_What this task involves_:
Set down the records below in full, exactly as they read.
━━━━━━━━━━━━━━━━━━━━━━━━━━━━━━
PR #854, opened 2025-05-19
fix(blob): Use new endpoint for API calls

### LINKED ISSUE #853: Failed to load resource: net::ERR_FAILED
i got a lot `Failed to load resource: net::ERR_FAILED` error after updating to `@vercel/blob@1.0.1`

vvo:
### TL;DR

Updated Vercel Blob API endpoint URL and version to use the new API path structure.

### What changed?

- Changed the Blob API base URL from `https://blob.vercel-storage.com` to `https://vercel.com/api/blob`
- Updated the API version from `10` to `11`
- Updated all API endpoint paths in tests to reflect the new URL structure
- Modified test assertions to match the new endpoint patterns

### Why make this change?

This change aligns the Blob API with Vercel's standard API URL structure, consolidating all Vercel APIs under the same domain. The version bump to `11` ensures compatibility with the new endpoint structure and allows the server to properly handle requests from updated clients.

We've also seen cases where requests were failing and using vercel.com/api solves that.

fixes #853

### DIFF
--- a/packages/blob/src/api.node.test.ts
+++ b/packages/blob/src/api.node.test.ts
@@ -35,7 +35,7 @@ describe('api', () => {
       process.env.BLOB_READ_WRITE_TOKEN = undefined;
 
       await expect(
-        requestApi('/api', { method: 'GET' }, undefined),
+        requestApi('/method', { method: 'GET' }, undefined),
       ).rejects.toThrow(BlobError);
 
       expect(fetchMock).toHaveBeenCalledTimes(0);
@@ -51,7 +51,7 @@ describe('api', () => {
       );
 
       const res = await requestApi<{ success: boolean }>(
-        '/api',
+        '/method',
         { method: 'POST', body: JSON.stringify({ foo: 'bar' }) },
         { token: '123' },
       );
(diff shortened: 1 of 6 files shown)


vvo:
* **#854** <a href="https://app.graphite.dev/github/pr/vercel/storage/854?utm_source=stack-comment-icon" target="_blank">Graphite</a> 👈 <a href="https://app.graphite.dev/github/pr/vercel/storage/854?utm_source=stack-comment-view-in-graphite" target="_blank">(View in Graphite)</a>
* `main`


<h2></h2>

This stack of pull requests is managed by <a href="https://graphite.dev?utm-source=stack-comment"><b>Graphite</b></a>. Learn more about <a href="https://stacking.dev/?utm_source=stack-comment">stacking</a>.

packages/blob/src/api.node.test.ts
```diff
@@ -51,22 +51,22 @@ describe('api', () => {
...
-        'https://blob.vercel-storage.com/api',
+        'https://vercel.com/api/blob/method',
         {
           body: '{"foo":"bar"}',
           headers: {
             authorization: 'Bearer 123',
             'x-api-blob-request-attempt': '0',
             'x-api-blob-request-id': expect.any(String) as string,
-            'x-api-version': '10',
+            'x-api-version': '11',
```
luismeyer, line 69: why is this an api version change?

vvo: I want to ensure we can track down this update in metrics (i.e. compare retries by version for example)

luismeyer (approved):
━━━━━━━━━━━━━━━━━━━━━━━━━━━━━━
_Written solution_:
PR #854, opened 2025-05-19
fix(blob): Use new endpoint for API calls

### LINKED ISSUE #853: Failed to load resource: net::ERR_FAILED
i got a lot `Failed to load resource: net::ERR_FAILED` error after updating to `@vercel/blob@1.0.1`

vvo:
### TL;DR

Updated Vercel Blob API endpoint URL and version to use the new API path structure.

### What changed?

- Changed the Blob API base URL from `https://blob.vercel-storage.com` to `https://vercel.com/api/blob`
- Updated the API version from `10` to `11`
- Updated all API endpoint paths in tests to reflect the new URL structure
- Modified test assertions to match the new endpoint patterns

### Why make this change?

This change aligns the Blob API with Vercel's standard API URL structure, consolidating all Vercel APIs under the same domain. The version bump to `11` ensures compatibility with the new endpoint structure and allows the server to properly handle requests from updated clients.

We've also seen cases where requests were failing and using vercel.com/api solves that.

fixes #853

### DIFF
--- a/packages/blob/src/api.node.test.ts
+++ b/packages/blob/src/api.node.test.ts
@@ -35,7 +35,7 @@ describe('api', () => {
       process.env.BLOB_READ_WRITE_TOKEN = undefined;
 
       await expect(
-        requestApi('/api', { method: 'GET' }, undefined),
+        requestApi('/method', { method: 'GET' }, undefined),
       ).rejects.toThrow(BlobError);
 
       expect(fetchMock).toHaveBeenCalledTimes(0);
@@ -51,7 +51,7 @@ describe('api', () => {
       );
 
       const res = await requestApi<{ success: boolean }>(
-        '/api',
+        '/method',
         { method: 'POST', body: JSON.stringify({ foo: 'bar' }) },
         { token: '123' },
       );
(diff shortened: 1 of 6 files shown)


vvo:
* **#854** <a href="https://app.graphite.dev/github/pr/vercel/storage/854?utm_source=stack-comment-icon" target="_blank">Graphite</a> 👈 <a href="https://app.graphite.dev/github/pr/vercel/storage/854?utm_source=stack-comment-view-in-graphite" target="_blank">(View in Graphite)</a>
* `main`


<h2></h2>

This stack of pull requests is managed by <a href="https://graphite.dev?utm-source=stack-comment"><b>Graphite</b></a>. Learn more about <a href="https://stacking.dev/?utm_source=stack-comment">stacking</a>.

packages/blob/src/api.node.test.ts
```diff
@@ -51,22 +51,22 @@ describe('api', () => {
...
-        'https://blob.vercel-storage.com/api',
+        'https://vercel.com/api/blob/method',
         {
           body: '{"foo":"bar"}',
           headers: {
             authorization: 'Bearer 123',
             'x-api-blob-request-attempt': '0',
             'x-api-blob-request-id': expect.any(String) as string,
-            'x-api-version': '10',
+            'x-api-version': '11',
```
luismeyer, line 69: why is this an api version change?

vvo: I want to ensure we can track down this update in metrics (i.e. compare retries by version for example)

luismeyer (approved):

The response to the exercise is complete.